PR #165, opened 2025-04-04
Integration Test Improvements

0xForerunner:
This PR contains the following improvements:
- Removes local dependencies in favour of proper integration binaries and docker containers.
- Improves the reliability of some integration tests.
- Changes the integration test directory structure to be more standard.
- Removes the `integration` feature
- Parallelizes tests in CI with `cargo nextest`


src/client/rpc.rs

→ **Task description**:
Restate word for word the lines above, beginning with the one that contains "- Parallelizes tests" and ending with the last line.

→ **Written reply**:
- Parallelizes tests in CI with `cargo nextest`


src/client/rpc.rs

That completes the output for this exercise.